Anderlecht, troisième commune de Bruxelles, s’impose comme un territoire fascinant où l’histoire des grands hommes croise celle du quotidien. Des quelques mois passés par le célèbre humaniste Érasme jusqu’aux exploits mémorables de son légendaire club de football, la commune dévoile un patrimoine historique, artistique et populaire. Mais son plus grand mystère se cache à l’extrême limite de la capitale : le cimetière de Vogelenzang. Surnommé la « cité des morts », ce site paysager de 18 hectares, inauguré en 1954, forme un véritable musée d’art funéraire à ciel ouvert. Entre son vibrant hommage aux héros de guerre et les sépultures de personnalités illustres, plongez dans les secrets d’une nécropole intemporelle.
D’Érasme au football légendaire : le riche patrimoine d’Anderlecht
Troisième commune de la région bruxelloise, Anderlecht possède un passé d’une incroyable densité. Au XVIème siècle, elle devint le refuge éphémère de l’humaniste Érasme qui, fuyant la ferveur religieuse de Louvain, chercha le calme de la campagne anderlechtoise. De ce séjour subsiste sa demeure, devenue un musée d’architecture gothique flamande. Ce joyau côtoie la collégiale Saint-Pierre-et-Saint-Guy, édifiée entre 1350 et 1557.

L’histoire locale a pourtant connu ses drames et ses paradoxes urbanistiques. Le quartier de Scheut rappelle ainsi les ravages de la guerre de Neuf Ans en 1695, lorsque les forces françaises bombardèrent et incendièrent la Grand Place.
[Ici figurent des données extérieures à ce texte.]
PR #4159, opened 2024-01-10
GIX-1984: Redirect from /accounts to /tokens accordingly

lmuntaner:
# Motivation

When the new tokens page is enabled, the `/accounts` page is only accessible for NNS universe.

# Changes

* Redirect to `/tokens` from `/accounts` if the universe is not NNS.

# Tests

* Add tests for the redirection logic.

# Todos

Not yet necesary.

### DIFF
--- a/frontend/src/lib/routes/Accounts.svelte
+++ b/frontend/src/lib/routes/Accounts.svelte
@@ -35,8 +35,17 @@
   import IcrcTokenAccountsFooter from "$lib/components/accounts/IcrcTokenAccountsFooter.svelte";
   import IcrcTokenAccountsModals from "$lib/modals/accounts/IcrcTokenAccountsModals.svelte";
   import { ENABLE_MY_TOKENS } from "$lib/stores/feature-flags.store";
+  import { goto } from "$app/navigation";
+  import { AppPath } from "$lib/constants/routes.constants";
 
   // TODO: This component is mounted twice. Understand why and fix it.
+
+  $: {
+    // When using the new Tokens table, the Accounts page is enabled only for NNS.
+    if ($ENABLE_MY_TOKENS && !$isNnsUniverseStore) {
+      goto(AppPath.Tokens, { replaceState: true });
+    }
+  }
 
   // Selected project ID on mount is excluded from load accounts balances. See documentation.
   let selectedUniverseId = $selectedUniverseIdStore;
--- a/frontend/src/tests/lib/routes/Accounts.spec.ts
+++ b/frontend/src/tests/lib/routes/Accounts.spec.ts
@@ -868,9 +868,11 @@ describe("Accounts", () => {
       },
     });
 
+    expect(get(pageStore)?.path).toEqual(AppPath.Accounts);
+
     render(Accounts);
 
-    await waitFor(() => expect(get(pageStore)?.path).toEqual(AppPath.Tokens));
+    expect(get(pageStore)?.path).toEqual(AppPath.Tokens);
   });
 
   it("should not redirect to Tokens page when tokens page is not enabled and universe is not NNS", async () => {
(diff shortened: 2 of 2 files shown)


lmuntaner:
* `main`
  * **PR #4159** <a href="https://app.graphite.dev/github/pr/dfinity/nns-dapp/4159?utm_source=stack-comment-icon" target="_blank">Graphite</a>  👈

This [stack of pull requests](https://stacking.dev/?utm_source=stack-comment) is managed by [Graphite](https://app.graphite.dev/github/pr/dfinity/nns-dapp/4159?utm_source=stack-comment).

frontend/src/lib/routes/Accounts.svelte
```diff
@@ -35,9 +35,18 @@
...
   import { ENABLE_MY_TOKENS } from "$lib/stores/feature-flags.store";
+  import { goto } from "$app/navigation";
+  import { AppPath } from "$lib/constants/routes.constants";
 
   // TODO: This component is mounted twice. Understand why and fix it.
 
+  $: {
+    // When using the new Tokens table, the Accounts page is enabled only for NNS.
+    if ($ENABLE_MY_TOKENS && !$isNnsUniverseStore) {
+      goto(AppPath.Tokens, { replaceState: true });
```
lmuntaner, line 46: I replace the state so that the back button doesn't start a loop of redirections.

lmuntaner:
The only way to test this is by changing the URL.

Video of the UX.

            <a href="https://app.graphite.dev/media/video/W99H6e2WWjPgtes6VOJI/c55dcc13-15fa-4d01-8384-fd0107609a57.mov">
              
            </a>
          </div>
<video src="https://graphite-user-uploaded-assets-prod.s3.amazonaws.com/W99H6e2WWjPgtes6VOJI/c55dcc13-15fa-4d01-8384-fd0107609a57.mov">Screen Recording 2024-01-10 at 11.11.43.mov</video>

lmuntaner:
@dskloetd please review

frontend/src/lib/routes/Accounts.svelte
dskloetd: Should we actually do that on all redirects?

frontend/src/tests/lib/routes/Accounts.spec.ts
```diff
@@ -855,4 +857,67 @@ describe("Accounts", () => {
...
+    page.mock({
+      data: {
+        universe: CKBTC_UNIVERSE_CANISTER_ID.toText(),
+        routeId: AppPath.Accounts,
+      },
+    });
+
+    render(Accounts);
+
+    await waitFor(() => expect(get(pageStore)?.path).toEqual(AppPath.Tokens));
```
dskloetd, line 873: You don't need `waitFor`. I checked out your branch and this just works:
```
    expect(get(pageStore)?.path).toEqual(AppPath.Accounts);

    render(Accounts);

    expect(get(pageStore)?.path).toEqual(AppPath.Tokens);
```

`waitFor` is really brittle. Please always try without `waitFor`, using `runResolvedPromises()` if you have to.

dskloetd, line 873: Can you check that the value of the `pageStore` before rendering so that it's clear that it changed?

frontend/src/lib/routes/Accounts.svelte
lmuntaner: I'm not sure on all, but in the error ones is probably a good idea, yes.

frontend/src/tests/lib/routes/Accounts.spec.ts
lmuntaner: I removed it from the others tests as well. I checked that the expect of the redirection fails when expecting `AppPath.Accounts`. Therefore, it's safe to expect it when there is no redirection.

lmuntaner: Done

lmuntaner:

frontend/src/tests/lib/routes/Accounts.spec.ts
dskloetd: Thanks! Yes, the other tests were my main concern. I found the double `waitFor`s unreadable. But if the `waitFor` would have been needed here, the other tests can't do without. So I just tested this one.

dskloetd (approved):

PR #5, opened 2016-08-26
Pivotal Plugin

kjlundsgaard:
@getsentry/infrastructure @macqueen

---
This change is [Reviewable](https://reviewable.io/reviews/getsentry/sentry-plugins/5)


src/sentry_plugins/pivotal/plugin.py
```diff
@@ -0,0 +1,149 @@
...
+from rest_framework.response import Response
+from django import forms
+from django.conf.urls import url
+from django.utils.translation import ugettext_lazy as _
+from django.utils.encoding import force_text
+from sentry.plugins.bases.issue2 import IssuePlugin2, IssueGroupActionEndpoint
+from sentry.utils.http import absolute_uri
+
+import sentry_plugins
+import pyvotal
```
mattrobenolt: This definitely needs to be added into `setup.py` as a dependency.

src/sentry_plugins/pivotal/plugin.py
```diff
@@ -0,0 +1,149 @@
...
+            'name': 'issue_id',
+            'label': 'Story',
+            'default': '',
+            'type': 'select',
+            'has_autocomplete': True,
+            'help': ('Search Pivotal Stories by name or description.')
+        }, {
+            'name': 'comment',
+            'label': 'Comment',
+            'default': absolute_uri(group.get_absolute_url()),
```
mattrobenolt: This `absolute_uri` is redundant here since `group.get_absolute_url()` is doing that.

src/sentry_plugins/pivotal/plugin.py
```diff
@@ -0,0 +1,149 @@
...
+        if not comment:
+            return
+        client = self.get_api_client(group.project)
+        try:
+            project = client.projects.get(self.get_option('project', group.project))
+            story = project.stories.get(form_data['issue_id'])
+            story.add_note(comment)
+        except pyvotal.exceptions.AccessDenied:
+            raise forms.ValidationError(_('Access denied through Pivotal API.'))
+        except Exception, e:
```
mattrobenolt: `except Exception as e` plz

macqueen:
*[src/sentry_plugins/pivotal/plugin.py, line 97 \[r2\]](https://reviewable.io:443/reviews/getsentry/sentry-plugins/5#-KQNWrgK1evkn7nIE6aU:-KQNWrgK1evkn7nIE6aV:b-wy561e) ([raw file](https://github.com/getsentry/sentry-plugins/blob/2e29158ee7ad04f3d5eed5854d39774f86832a5b/src/sentry_plugins/pivotal/plugin.py#L97)):*
> ```Python
>             story.add_note(comment)
>         except pyvotal.exceptions.AccessDenied:
>             raise forms.ValidationError(_('Access denied through Pivotal API.'))
> ```

you probably don't want to use the `forms.ValidationError` here (or elsewhere in the plugin) since we're not using django forms anymore. Instead you can use `sentry.plugins.bases.issue2.PluginError` and the `Issue2` plugin class should handle displaying the message to the user correctly (see https://github.com/getsentry/sentry/blob/master/src/sentry/plugins/bases/issue2.py#L289 -- and you can look at the github plugin for examples too)

---


*Comments from [Reviewable](https://reviewable.io:443/reviews/getsentry/sentry-plugins/5)*

macqueen:
Reviewed 3 of 5 files at r1, 1 of 2 files at r2.
Review status: 4 of 5 files reviewed at latest revision, 4 unresolved discussions.

---



*Comments from [Reviewable](https://reviewable.io:443/reviews/getsentry/sentry-plugins/5)*

macqueen:
Review status: 4 of 5 files reviewed at latest revision, 9 unresolved discussions.

---

*[src/sentry_plugins/pivotal/plugin.py, line 54 \[r3\]](https://reviewable.io:443/reviews/getsentry/sentry-plugins/5#-KQSn0jCP0vwOo_mV-Vl:-KQSn0jCP0vwOo_mV-Vm:biyynrn) ([raw file](https://github.com/getsentry/sentry-plugins/blob/abf6cb75f0e8e060042d6234b681fa0c490d20d2/src/sentry_plugins/pivotal/plugin.py#L54)):*
> ```Python
>             'type': 'select',
>             'has_autocomplete': True,
>             'help': ('Search Pivotal Stories by name or description.')
> ```

you don't need parens here

---

*[src/sentry_plugins/pivotal/plugin.py, line 72 \[r3\]](https://reviewable.io:443/reviews/getsentry/sentry-plugins/5#-KQSqD0z0qsGjMUpX_lC:-KQSqD0z0qsGjMUpX_lD:b-an8wcd) ([raw file](https://github.com/getsentry/sentry-plugins/blob/abf6cb75f0e8e060042d6234b681fa0c490d20d2/src/sentry_plugins/pivotal/plugin.py#L72)):*
> ```Python
>         client = self.get_api_client(group.project)
> 
>         try:
> ```

For this try/except block, I'd suggest doing something like this:

```python

try:
    project = client.projects.get(self.get_option('project', group.project))
    stories = project.stories.all()
except (pyvotal.exceptions.PyvotalException, pyvotal.exceptions.AccessDenied) as error:
    status = 400 if isinstance(error, PluginError) else 502
    return Response({'error_type': 'validation',
                     'errors': [{'__all__': GENERIC_ERROR}],
                     }, status=status)

issues = []
for story in stories:
    if query.lower() in story.name.lower() or query.lower() in story.description.lower():
        issues.append({'text': '(#%s) %s)' % (story.id, story.name),
                       'id': story.id})
return Response({field: issues})

```
Reasoning:
- Those error classes based on https://github.com/fullboar/pyvotal/blob/master/pyvotal/exceptions.py -- if it turns out that the library sometimes raises other exceptions, we can add them as they happen.
- You want an exception to actually be thrown if, say, `story.name` is None and it won't be if you keep your for loop in the try block and are catching all `Exception`.

---

*[src/sentry_plugins/pivotal/plugin.py, line 77 \[r3\]](https://reviewable.io:443/reviews/getsentry/sentry-plugins/5#-KQSnikkGtPev0fx1ArO:-KQSniklER0vFQ7j1Air:bmik83o) ([raw file](https://github.com/getsentry/sentry-plugins/blob/abf6cb75f0e8e060042d6234b681fa0c490d20d2/src/sentry_plugins/pivotal/plugin.py#L77)):*
> ```Python
>             issues = []
>             for story in stories:
>                 if query.lower() in story.name.lower() or query.lower() in story.description.lower():
> ```

since you're doing `query.lower()` multiple times and in a loop, i'd do something like `query = query.lower()` before the for loop

---

*[src/sentry_plugins/pivotal/plugin.py, line 97 \[r3\]](https://reviewable.io:443/reviews/getsentry/sentry-plugins/5#-KQSvUKFhOT0kmJUAPzw:-KQSvUKFhOT0kmJUAPzx:bg4x6b0) ([raw file](https://github.com/getsentry/sentry-plugins/blob/abf6cb75f0e8e060042d6234b681fa0c490d20d2/src/sentry_plugins/pivotal/plugin.py#L97)):*
> ```Python
>             story = project.stories.get(form_data['issue_id'])
>             story.add_note(comment)
>         except:
> ```

here it'd probably also be good to limit to exception classes we think the library may throw

---

*[src/sentry_plugins/pivotal/plugin.py, line 108 \[r3\]](https://reviewable.io:443/reviews/getsentry/sentry-plugins/5#-KQSx5dJ3CaXZp5PGcuX:-KQSx5dKSGsIguR5yyHQ:bhbhjj1) ([raw file](https://github.com/getsentry/sentry-plugins/blob/abf6cb75f0e8e060042d6234b681fa0c490d20d2/src/sentry_plugins/pivotal/plugin.py#L108)):*
> ```Python
>             story.name = force_text(form_data['title'], errors='replace')
>             story.description = force_text(form_data['description'], errors='replace')
>             story.labels = "sentry"
> ```

here too, i'd try to limit what you put in the try block. does `client.Story()` actually make a request to the pivotal api? Because if not, I'd move this line and above to before the try block

---

*[src/sentry_plugins/pivotal/plugin.py, line 111 \[r3\]](https://reviewable.io:443/reviews/getsentry/sentry-plugins/5#-KQSvdbI_t-5fOa8Yw4x:-KQSvdbI_t-5fOa8Yw4y:b1s273b) ([raw file](https://github.com/getsentry/sentry-plugins/blob/abf6cb75f0e8e060042d6234b681fa0c490d20d2/src/sentry_plugins/pivotal/plugin.py#L111)):*
> ```Python
>             project = client.projects.get(self.get_option('project', group.project))
>             story = project.stories.add(story)
>         except:
> ```

same here about exception classes

---


*Comments from [Reviewable](https://reviewable.io:443/reviews/getsentry/sentry-plugins/5)*

mattrobenolt:
Reviewed 2 of 5 files at r1.
Review status: 4 of 5 files reviewed at latest revision, 1 unresolved discussion.

---

*[setup.py, line 21 \[r4\]](https://reviewable.io:443/reviews/getsentry/sentry-plugins/5#-KQWkFe1JPZ7h1H_XsYv:-KQWkFe1JPZ7h1H_XsYw:b-ofddm9) ([raw file](https://github.com/getsentry/sentry-plugins/blob/e8e36ddb616479f57d6a13c3f8b68f0d938fa5a5/setup.py#L21)):*
> ```Python
> ]
> 
> install_requires = ['pyvotal>=0.2.1']
> ```

To be safe, this should also be bounded on the upper side, like `pyvotal>=0.2.1,<0.3.0` so they don't introduce an API breaking change. It's minor and no guarantee, but it's best practice to at least make an attempt, but I won't block because of that.

---


*Comments from [Reviewable](https://reviewable.io:443/reviews/getsentry/sentry-plugins/5)*

macqueen:
:lgtm: -- can you squash your commits before merging?

---

Reviewed 1 of 1 files at r4, 1 of 1 files at r5.
Review status: all files reviewed at latest revision, 2 unresolved discussions.

---

*[src/sentry_plugins/pivotal/plugin.py, line 121 \[r5\]](https://reviewable.io:443/reviews/getsentry/sentry-plugins/5#-KQWs-e5E7PU5CZ8mhLx:-KQWs-e5E7PU5CZ8mhLy:b-krcd0q) ([raw file](https://github.com/getsentry/sentry-plugins/blob/6e07d87cdcbb293ae87bb12f4141d0a31870541e/src/sentry_plugins/pivotal/plugin.py#L121)):*
> ```Python
> 
>     def get_issue_url(self, group, issue_id, **kwargs):
>         return 'https://www.pivotaltracker.com/story/show/%s' % (issue_id)
> ```

these parens aren't needed, but doesn't need to block this

---

*[src/sentry_plugins/pivotal/plugin.py, line 137 \[r5\]](https://reviewable.io:443/reviews/getsentry/sentry-plugins/5#-KQWqhrCO76c_ZOVDjN-:-KQWqhrCO76c_ZOVDjN0:b76o73d) ([raw file](https://github.com/getsentry/sentry-plugins/blob/6e07d87cdcbb293ae87bb12f4141d0a31870541e/src/sentry_plugins/pivotal/plugin.py#L137)):*
> ```Python
>             'type': 'text',
>             'placeholder': 'e.g. a9877d72b6d13b23410a7109b35e88bc',
>             'help': 'Enter your API Token (found on %s).' % ('<a href="https://www.pivotaltracker.com/profile">pivotaltracker.com/profile</a>')},
> ```

you don't need to use string formatting here since it isn't a variable, but also not blocking

---


*Comments from [Reviewable](https://reviewable.io:443/reviews/getsentry/sentry-plugins/5#-:-KQWsZxulttQt4Fjl2Q3:b-9pgfvr)*

macqueen:
Reviewed 1 of 1 files at r6.
Review status: all files reviewed at latest revision, all discussions resolved.

---



*Comments from [Reviewable](https://reviewable.io:443/reviews/getsentry/sentry-plugins/5)*

PR #6, opened 2016-08-30
Add Sentry lint utilities

dcramer:
@macqueen

---
This change is [Reviewable](https://reviewable.io/reviews/getsentry/sentry-plugins/6)


hooks/pre-commit
```diff
@@ -0,0 +1,36 @@
+#!/usr/bin/env python
```
dcramer: tbh we should probably work towards making sentry's pre-commit hook reusable (since the VIRTUAL_ENV check here is pretty useful, and its copypasta)

macqueen:
Reviewed 7 of 7 files at r1.
Review status: all files reviewed at latest revision, 1 unresolved discussion.

---



*Comments from [Reviewable](https://reviewable.io:443/reviews/getsentry/sentry-plugins/6)*

PR #7, opened 2016-08-31
Add HipChat (Connect) plugin

dcramer:
- Works with both legacy UI as well as upcoming React changes (getsentry/sentry#4058)
- Removes use of SENTRY_URL_PREFIX, which is invalid, but happens to work on sentry.io

@macqueen

---
This change is [Reviewable](https://reviewable.io/reviews/getsentry/sentry-plugins/7)


dcramer:
This still needs to manage asset loading. Right now it can generate the .js file, but theres nothing to do it automatically (e.g. as part of setup.py install), and there's nothing to actually load the .js in Sentry itself.

dcramer:
Of note, I'm going to test this against master, and if it works we can probably get the core of this in, and do a follow up PR which finishes the React transition (as it won't even be used in master right now).

dcramer:
Seems to still work fine without the React changes

dcramer:
Also I fixed like 10 ``</p>`` tags that @mitsuhiko forgot

dcramer:
FYI the only changes here are:

- Remove SENTRY_URL_PREFIX (which adds the regexp cache, makes some things dynamic)
- Add the JS prototype (unused right now)

macqueen:
Reviewed 31 of 38 files at r1, 1 of 2 files at r2, 9 of 9 files at r3.
Review status: all files reviewed at latest revision, 2 unresolved discussions, some commit checks failed.

---

*[webpack.config.js, line 50 \[r1\]](https://reviewable.io:443/reviews/getsentry/sentry-plugins/7#-KQaykSttfDS7lQ44lUt:-KQaykSttfDS7lQ44lUu:b-p4mnge) ([raw file](https://github.com/getsentry/sentry-plugins/blob/97138d32d169501921ef45084eac8b76a7479648/webpack.config.js#L50)):*
> ```JavaScript
>       path: path.join(__dirname, distPath),
>       // libraryTarget: 'var',
>       // library: ['Sentry', 'plugins', app],
> ```

any reason to not delete these?

---

*[src/sentry_plugins/hipchat_ac/static/hipchat_ac/components/settings.jsx, line 65 \[r3\]](https://reviewable.io:443/reviews/getsentry/sentry-plugins/7#-KQcYuq27vClc9o6LrGn:-KQcYuq3glp0io9mGBl8:b-1e32qq) ([raw file](https://github.com/getsentry/sentry-plugins/blob/421a777bf7aacd1ff3ba1014065a5a997eeafe31/src/sentry_plugins/hipchat_ac/static/hipchat_ac/components/settings.jsx#L65)):*
> ```JSX
> 
>     let tenants = this.state.tenants;
>     if (tenants.length === 0)
> ```

i'd just do `if (!tenants.length)`

---


*Comments from [Reviewable](https://reviewable.io:443/reviews/getsentry/sentry-plugins/7)*

PR #8, opened 2016-09-02
Add validation for GitHub repo

dcramer:
Requires getsentry/sentry#4058

---
This change is [Reviewable](https://reviewable.io/reviews/getsentry/sentry-plugins/8)


dcramer:
This currently will have issues as its not guaranteed the user has connected GitHub at this stage. Id like to do this kind of change to improve UX, but we'd first need to say "require the user connect to github on plugin enable".

PR #11, opened 2016-09-05
Add GitLab plugin

dcramer:
Requires getsentry/sentry#4081

---
This change is [Reviewable](https://reviewable.io/reviews/getsentry/sentry-plugins/11)


dcramer:
Actually this needs to handle the "link existing" bit yet

dcramer:
This is done -- can't reasonably handle the link flow due to limitations of GitLab's API.

src/sentry_plugins/gitlab/endpoints.py
```diff
@@ -0,0 +1,25 @@
...
+#         repo = self.get_option('repo', group.project)
+#         client = self.plugin.get_client(group.project)
+#         response = client.search_issues(repo, query)
+
+#         issues = [{
+#             'text': '(#%s) %s' % (i['number'], i['title']),
+#             'id': i['number']
+#         } for i in response.get('items', [])]
+
+#         return Response({field: issues})
```
macqueen: sad :(

dcramer: I was going to leave it as I *think* GitLab is going to get in some APIs we need, and it's a good example bit we can pull from moving forward.

PR #16, opened 2016-09-12
Refactor to use latest Pivotal API version

kjlundsgaard:
The python client (pyvotal) that we were using for the Pivotal API was using an outdated endpoint, so I refactored. This should also fix https://sentry.io/sentry/sentry/issues/158275445/
@getsentry/plugins

---
This change is [Reviewable](https://reviewable.io/reviews/getsentry/sentry-plugins/16)


src/sentry_plugins/pivotal/plugin.py
```diff
@@ -62,52 +62,87 @@ def view_autocomplete(self, request, group, **kwargs):
...
         if field != 'issue_id' or not query:
             return Response({'issue_id': []})
-        client = self.get_api_client(group.project)
+        query = query.encode('utf-8')
+        _url = '%s?%s' % (self.build_api_url(group, 'search'), urlencode({'query': query}))
+        try:
+            req = self.make_api_request(group.project, _url)
+            body = safe_urlread(req)
+        except (requests.RequestException, PluginError) as e:
+            return self.handle_api_error(e)
```
macqueen: do you actually define a `handle_api_error` method?

src/sentry_plugins/pivotal/plugin.py
```diff
@@ -62,52 +62,87 @@ def view_autocomplete(self, request, group, **kwargs):
...
+        } for i in json_resp['stories']['stories']]
+
         return Response({field: issues})
 
     def link_issue(self, request, group, form_data, **kwargs):
         comment = form_data.get('comment')
         if not comment:
             return
-        client = self.get_api_client(group.project)
+        print form_data['issue_id']
```
macqueen: you can prob delete this :)

src/sentry_plugins/pivotal/plugin.py
kjlundsgaard: Added

src/sentry_plugins/pivotal/plugin.py
kjlundsgaard: Done

PR #20, opened 2016-09-19
Fix auth redirect behavior

dcramer:
Only bind authentication details when we send the user to the login form.

---
This change is [Reviewable](https://reviewable.io/reviews/getsentry/sentry-plugins/20)


dcramer:
This relies on changes in https://github.com/getsentry/sentry/pull/4165

PR #22, opened 2016-09-20
[github] Improve error handling

dcramer:
- Add GitHub client abstraction
- Handle 404 and unauthorized errors better

---
This change is [Reviewable](https://reviewable.io/reviews/getsentry/sentry-plugins/22)


dcramer:
screenshot 2016-09-20 10 52 55

src/sentry_plugins/github/plugin.py
```diff
@@ -70,101 +73,84 @@ def get_link_existing_issue_fields(self, request, group, event, **kwargs):
...
-            req = self.make_api_request(request.user, _url)
-            body = safe_urlread(req)
-        except (requests.RequestException, PluginError) as e:
-            raise PluginError(u'Error communicating with GitHub: %s' % e)
+    def message_from_error(self, exc):
+        if isinstance(exc, ApiUnauthorized):
+            return ERR_UNAUTHORIZED
+        elif isinstance(exc, ApiError):
+            if exc.code == 404:
+                return ('GitHub returned a 404 Not Found error. If this repository exists, ensure you have access to it and that Sentry is being allowed to read data from this organization (Account Settings > Authorized Applications > Sentry).')
```
macqueen: why is the linter not complaining about how long this line is?

dcramer: I think we the line length checks disabled since the hard rule of X chars generally isn't good. That said this is crazy long so I fixed.

PR #24, opened 2016-09-20
Tenant.auth_user may be NULL

mattrobenolt:
Fixes SENTRY-1Z9

@macqueen @dcramer I'm not sure if whatever handles this response will account for this, but the column is definitely nullable.

---
This change is [Reviewable](https://reviewable.io/reviews/getsentry/sentry-plugins/24)


dcramer:
fyi i think we have tests for this endpoint so could probably extend it to have one without auth user

mattrobenolt:
Added test and added fix for the UI to handle this.

PR #25, opened 2016-09-20
Auto hook up webpack watcher process for `devserver`

mattrobenolt:
@macqueen @dcramer

---
This change is [Reviewable](https://reviewable.io/reviews/getsentry/sentry-plugins/25)

### DIFF
--- a/src/sentry_plugins/__init__.py
+++ b/src/sentry_plugins/__init__.py
@@ -3,5 +3,23 @@ from __future__ import absolute_import
 try:
     VERSION = __import__('pkg_resources') \
         .get_distribution('sentry-plugins').version
-except Exception, e:
+except Exception as e:
     VERSION = 'unknown'
+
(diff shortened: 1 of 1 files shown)


mattrobenolt:
Ok, I got this thing running locally, and confirmed that this does work.

src/sentry_plugins/__init__.py
```diff
@@ -3,5 +3,23 @@
 try:
     VERSION = __import__('pkg_resources') \
         .get_distribution('sentry-plugins').version
-except Exception, e:
+except Exception as e:
     VERSION = 'unknown'
+
+# Try to hook our webhook watcher into the rest of the watchers
+# iff this module is installed in editable mode.
```
macqueen: iff

mattrobenolt: Why does nobody know what this means? 😡 

https://en.wikipedia.org/wiki/If_and_only_if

Ce même quartier subit dans les années 1970 la démolition de son église gothique victorienne au profit d’un supermarché, un désastre dont seules les clés de voûte furent sauvées. Mais Anderlecht brille par sa ferveur populaire contemporaine : son mythique club de football demeure le plus titré de Belgique, illustrant des rivalités sportives qui épousent encore les frontières linguistiques du pays.
Le cimetière de Vogelenzang : la cité des morts du pays
Pour atteindre le cimetière de Vogelenzang, il faut s’aventurer au-delà du périphérique bruxellois, vers les limites flamandes d’Anderlecht. Inauguré en 1954 pour pallier la saturation de la commune, ce site de 18 hectares s’organise autour de larges avenues reliant 64 pelouses géométriques. Au centre, la Pelouse d’honneur rend hommage aux héros de guerre, tandis qu’à l’arrière, le transfert de 1 250 tombes anciennes forme un véritable « Père-Lachaise » anderlechtois aux chapelles néogothiques, complété depuis par des parcelles multiconfessionnelles.

La cité des morts abrite les sépultures de figures légendaires comme Constant Vanden Stock, icône du sport et de la bière locale, ou Philippe Thys, triple vainqueur du Tour de France. Les mémoires politiques et artistiques s’y croisent à travers l’ancien bourgmestre Marius Renard ou Daniel van Damme. Enfin, des trajectoires plus tragiques y reposent, comme celle du poète Prosper-Henri Devos, tué en 1914, ou de Patrice Braut, unique victime belge des attentats du 11 septembre 2001. Un miroir vibrant d’humanité.